Here the use of the driveway began when the adjoining properties were owned by Mr. Snodgrass and Mr. Bracy, who were business partners for many years. There is not the slightest suggestion of any hostile claim between those two friends and neighbors. Nor was there any hint of hostility on the part of the Man-nings, who occupied the property until 1939.

The appellee moved into the property as a tenant in 1939 and bought it in 1946. Her sons were aged 13 and 9 when the family first occupied the house. Surely it is not seriously suggested that a hostile claim was established by the activities of those children in riding their bicycles along the driveway, no matter how continual that activity may have been.

The McCrarys did not acquire a car until 1949. Thereafter they used the driveway from tíme to time, as a convenient means of access to their back door. Mrs. McCrary admitted, however, that they never parked their car in their half of the double garage and that as often as not they parked it in the street. She did not testify that she or anyone else ever brought notice home to the neighbors, by words or by acts, that a hostile claim was being asserted. To the contrary, she said that no question was raised until appellant Armstrong objected to her use of the driveway in 1965. Instead of asserting her supposed rights at once, Mrs. McCrary investigated the cost of putting in a driveway on her own property, where there is ample space for such a facility. It was not until she discovered that the cost would be more than she wanted to pay that she. first gave any indication of an adverse claim to the easement.
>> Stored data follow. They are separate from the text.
PR #1397, opened 2021-10-06
Avoid automatic animations for opacity changes

absolute-heike:
This fixes a bug for layers, that switch opacity from 1 to 0.

Right now there is an automatic animation added, which leads to a Ghosting like effect


calda (approved):

calda:
@absolute-heike, thanks for this fix! Would you mind rebasing to resolve merge conflicts? Then I'd be happy to merge this.

absolute-heike:
@calda done ☺️

PR #1400, opened 2021-10-11
Fixed missing default layer index

liliomk-supercharge:
Copied the behavior from the Android implementation.

Reference:
[LayerParser.java](https://github.com/airbnb/lottie-android/blob/7d80f43caeb1822a1a34e361b2708a8ba01bb745/lottie/src/main/java/com/airbnb/lottie/parser/LayerParser.java#L81)
`layerId`


calda:
Resolved by #1433

Issue #883, opened 2019-04-23
3D orientation / rotation


atom22:
Hello guys,

My After Effect animation is making use of 3D layers in order to apply rotations on X and Y axis. The rotations are well applied in the bodymovin json (it's ok in preview and in html too), but when imported in iOS these are not working (Lottie 3.0). Same with the orientation transformation.

Is it an unsupported transformation (doesn't look like it is following your list) ? How can I achieve it ?

buba447:
3d Layers are not supported in iOS or Android.

proxemics:
Any updates on this as a possible feature update? I had asked on the Slack and it sounds like this is now possible on iOS and maybe even planned? This is definitely a feature that comes up a lot in my work and would be an amazing addition!

proxemics:
Just curious if this feature is now possible or planned with some of the recent updates to iOS? Thanks!

AlanCourt:
I'm really want this feature too.

isblvgara:
is there a way to transform the 3D Paths into keyframes or something similar?

pawel3ala:
hey guys, does anybody have some info if this feature is supported in the latest version `3.4.x` ?

PR #1402, opened 2021-10-13
add support for 3D rx, ry, rz layer transformations

jonklein:
Adds support for 3D layer transformations as discussed in #883.

I've manually tested this on a few pre-made assets that were rendering differently in the web player vs this native player - please let me know if there's guidance on a more comprehensive approach to testing the rendering!


calda:
Thanks for your contribution @jonklein. I'm going to close this PR since it has merge conflicts that would need to be resolved, but I'd welcome this sort of change if you want to resolve the merge conflicts and re-open it.

To merge this, we would also need to add some animations to the regression suite that use this feature (gifs in the PR body would be helpful as well). You can add animation JSON files to `Tests/Samples` and then run the test suite to generate the snapshots.

PR #1404, opened 2021-10-19
Update OC Compatiblity

mlch911:


calda:
Are you having issues with the current implementation of `CompatibleAnimation`? If so, could you file an issue discussing this, or re-open the PR with a description of why the changes are necessary?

Under our law, a use originally permissive can become adverse only by the assertion of a hostile claim in such a fashion that notice of it is brought home to the landowner. I do not find any point in time when such a claim was asserted, nor does the majority opinion mention such a point. I do not find any action on the part of the McCrarys so unequivocally hostile as to constitute such notice to their obliging and unsuspecting neighbors, nor does the majority opinion mention such conduct. In my opinion the chancellor’s decree should be reversed as being contrary to the preponderance of the proof.